Superhydrophobicity and superhydrophilicity of surfaces are key properties for fabrication of self-cleaning surfaces (Lotus effect). It is well known that the mechanism behind this is based on the surface roughness and surface functionalization. To obtain an understanding of the details of the underlying mechanism, a metal system based on a eutectic is suggested. In this study, a wide range tunability of its needlelike narrow size distributed nanostructure is demonstrated. The length of the needles as well as their density can be varied independently. In addition, an important parameter for the wettability, the roughness, is related directly to the growth parameters, which lead to excellent controllable and reproducible eutectic structures.
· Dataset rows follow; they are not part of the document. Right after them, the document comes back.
PR #5416, opened 2022-07-06
use `pkg-config` to find compiler flags for `zlib`

### LINKED ISSUE #5622: Add pkg-config --cflags zlib to configure script
If zlib is installed in a non-standard location, then data.table will fail to install because it fails to find the header file zlib.h. This can be fixed by modifying ~/.R/Makevars, for example, but it would be easier to use pkg-config in the configure script. The configure script currently uses `pkg-config --libs zlib` and it could be modified to also use `pkg-config --cflags zlib`. I see there is an open pull request from last year that makes this change to the configure script and it works for me: https://github.com/Rdatatable/data.table/pull/5416

CreRecombinase:
Closes #5622

This pull requests ensures that R takes advantage of the info that `pkg-config`  shares regarding compilation of packages that use `zlib`


MichaelChirico:
Hi @CreRecombinase, sorry for the delay. Would you like to resume this PR?

MichaelChirico:
LGTM based on [LLM summary](https://chatgpt.com/share/613a27a5-6bc4-4a53-9a89-f2a853cec281) and my reading of `pkg-config` man page: https://linux.die.net/man/1/pkg-config

It should not break any existing usage, and only improve the functionality for some users where the linking is not done correctly.

MichaelChirico (approved):

PR #5432, opened 2022-08-07
minor programming vignette fixes

jangorecki:
this assumes next release is 1.14.4 (ant not 1.15.0)


jangorecki:
grep all files for "1.14." and fins possibly other places where version numbers have to be updated

PR #5443, opened 2022-08-22
assign 'clamp' to intermediate variable for error readability

### LINKED ISSUE #5442: Stack trace for allow.cartesian error is ugly
```
Error in vecseq(f__, len__, if (allow.cartesian || notjoin || !anyDuplicated(f__,  : 
  Join results in 6 rows; more than 5 = nrow(x)+nrow(i). Check for duplicate key values in i each of which join to the same group in x over and over again. If that's ok, try by=.EACHI to run j for each group to avoid the large allocation. If you are sure you wish to proceed, rerun with allow.cartesian=TRUE. Otherwise, please search for this error message in the FAQ, Wiki, Stack Overflow and data.table issue tracker for advice.
```

> Error in vecseq(f__, len__, if (allow.cartesian || notjoin || !anyDuplicated(f__,  : 

user doesn't need to see that / it adds a lot of distracting noise to the info we present the user.

I'm not aware of a way to set `call.=FALSE` for errors generated in C with `error()`, so instead I propose capturing that `if()` condition in a variable to at least make the error call simpler.

MichaelChirico:
Closes #5442. Not sure it warrants a NEWS item; excluded for now.


MichaelChirico:
@tdhock WDYT, worthy of a NEWS item?

jangorecki:
I would rebase that on top of mergelist or forderLazy branch. This branching is very complex and I was just recently resolving conflicts to latest master there.

MichaelChirico:
OK, marking as draft for now, pending #4370 (specifically, the #6437 chunk) or #4386

tdhock:
I don't really understand what this part of the code is doing, but if there are no user facing changes I would think NEWS item is not necessary.

MichaelChirico:
>no user facing changes

Somewhat ambiguous -- it's an error message, so it will indeed face some users. Anyway let's wait till unmarked draft to discuss further.

MichaelChirico:
> I would rebase that on top of mergelist or forderLazy branch. This branching is very complex and I was just recently resolving conflicts to latest master there.

Indeed #4370 makes this totally obsolete, already in `master` from cf7fb114ed93fe310d950f9372744371123cfd82 (#6436)

PR #5445, opened 2022-08-25
fix check as-cran note

jangorecki:
fixes
```
Found the following (possibly) invalid URLs:
  URL: https://www.h2o.ai/blog/fast-csv-writing-for-r/ (moved to https://h2o.ai/blog/fast-csv-writing-for-r/)
    From: man/fwrite.Rd
    Status: 200
    Message: OK
```


mattdowle:
@jangorecki A better PR title would have been better; i.e. mentioning something about what the note is about. It's the PR title that shows on master history. When anyone glances through the commit history it saves a little bit of time if the title is more specific but at the same time not too long. For example, in this case maybe 'Rd-only: html link update'.  I sometimes put "Rd-only" or "GLCI-only" right at the start of the title so that we know it's not a logic change. I spend quite a bit of time editing PR titles for this reason. This time I just merged but I really should have edited the title before merging or put it back to you.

Simply by varying etching time very high aspect ratios can be achieved, allowing studying the interaction of the very long needles with liquids. Moreover, the surface functionality can be tuned by RF-magnetron sputtering of PTFE onto the metal needles. As those layers can be very thin, our system allows, in principle, studying the transition from a metal to a polymer surface using submonolayers. Furthermore, the first contact angle measurements on the nanostructured and functionalized eutectic structures are presented and discussed.